$n$th order linear IVP with explicit time dependent coefficients, existence and uniqueness

Question

I am looking for the proof that the following $n$th order ODE $$ y^{(n)}(t)+p_{n-1}(t)y^{(n-1)}(t)+\cdots+p_1(t)y'(t)+p_0(t)y(t)=g(t) $$ for $t\in (a,b)$ and $p_i$ and $g$ continuous on $(a,b)$ with $$ y(t_0)=y_0,y'(t_0)=y_0',\dots,y^{(n-1)}(t_0)=y_0^{(n-1)} $$ for some $t_0\in (a,b)$ has a unique solution on the entire interval $(a,b)$. This is as stated in Boyce and De Prima. However, a proof is not offered. Furthermore, I dug up the referenced text and couldn't find a proof there either (the edition was different, so it is possible I missed it). Hirsch Smale and Devaney just asserts a result for non explicitly $t$ dependent coefficients and then moves on to fully nonlinear equations and dynamics. I am hoping for a more nitty gritty proof. And for convenience, I would be fine with taking $n=2$ if it extrapolates nicely.

My ideas to proceed; we can certainly reduce this to a system of first order ode's (and I think it suffices to examine the homogeneous version by variation of parameters) and try and prove existence and uniqueness in the first order cases.

However, what troubles me is I don't see how to use Picard's theorem to get existence and uniqueness on the whole interval where all the $p_i$ are continuous. Wouldn't we need to restrict to a (sufficiently small) compact subset to make sure the integral operator we define is a contraction for the Banach fixed point theorem argument to go through?

I confess I haven't worked out all the details myself, so I apologize if I missed something obvious. I am also not that familiar with the Wronskian, and maybe that's where the solution will come from.

Answer 1

I am finally getting back around to this, but it's not too hard a proof with a little functional analysis.

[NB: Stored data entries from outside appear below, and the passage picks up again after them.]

PR #5158, opened 2022-07-22
feat: add types

helenosheaa:
Closes https://github.com/influxdata/data-acquisition/issues/454

We were only offering String or Number. Nifi's Avro Schema supports: string, boolean, int, float:

Screen Shot 2022-07-22 at 10 39 15 AM

new options:
Screen Shot 2022-07-22 at 11 01 44 AM

form** it does display Integer not int to the user this was just a bad screenshot:
Screen Shot 2022-07-22 at 11 12 30 AM

user json input:
Screen Shot 2022-07-22 at 10 31 46 AM

output:
Screen Shot 2022-07-22 at 11 22 01 AM

Screen Shot 2022-07-22 at 11 22 33 AM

We examine the order 2 case, since the order $n$ case should follow rather similarly. We seek a solution $$ y''(t)+p(t)y'(t)+q(t)y(t)=g(t)\\ y(t_0)=a,y'(t_0)=b,\;t_0\in (a,b) $$ on the interval $(a,b)$ where $g,h,q$ are all continuous (actually $L^1_{loc}(a,b)$ suffices if we are ok with an almost everywhere solution). We prove there is a unique solution $y$ which is $C^1$ (again here, we may weaken things to just having an absolutely continuous derivative a.e.).

Through the usual trade of order for dimension, we may examine the system $$ \begin{pmatrix}y(t)\\y'(t) \end{pmatrix}'= \begin{pmatrix} 0&1\\-q(t)&-p(t)\end{pmatrix} \begin{pmatrix}y(t)\\y'(t) \end{pmatrix}+\begin{pmatrix} 0\\g(t)\end{pmatrix} $$ and integrating up to some $t\in (t_0,b)$ yields the equivalent integral equation $$ \begin{pmatrix}y(t)\\y'(t) \end{pmatrix}= \int_{t_0}^t\begin{pmatrix} 0&1\\-q(s)&-p(s)\end{pmatrix} \begin{pmatrix}y(s)\\y'(s) \end{pmatrix}\mathrm ds+\begin{pmatrix} a\\b+\int_{t_0}^tg(s)\mathrm ds\end{pmatrix}\\ \implies Y(t)=(TY)(t)+G(t) $$ Where $$ Y(t)=\begin{pmatrix}y(t)\\ y'(t) \end{pmatrix}\\ P(t)=\begin{pmatrix} 0&1\\-q(t)&-p(t)\end{pmatrix}\\ (TY)(t)=\int_{t_0}^tP(s)Y(s)\mathrm ds\\ G(t)= \begin{pmatrix} a\\b+\int_{t_0}^tg(s)\mathrm ds\end{pmatrix} $$ So, solving for $Y(t)$ amounts to finding $(T-I)^{-1}$. The inverse is given by $$ \sum_{n=0}^\infty T^n $$ There are details to verify about the convergence of the above, but it follows by an induction argument establishing the bound $$ |(T^nG)(t)|\leq \frac{\left(\int_{t_0}^t||P(s)||\mathrm ds \right)^n}{n!}||G|| $$ for any $G$ continuous on a closed interval $[t_0,d]$, $d<b$ where $t\in[t_0,d]$.

Thus, $$Y(t)=\sum_{n=0}^\infty T^nG(t)$$ is the required, manifestly continuous, given our bound above, solution to the integral equation. A symmetric argument for the left part of the interval allows us to conclude we have our solution to the differential equation on $(a,b)$.

A good reference for this is Teschl's Mathematical Methods in Quantum Mechanics Chapter 9, although his proof is specifically for Sturm Liouville problems.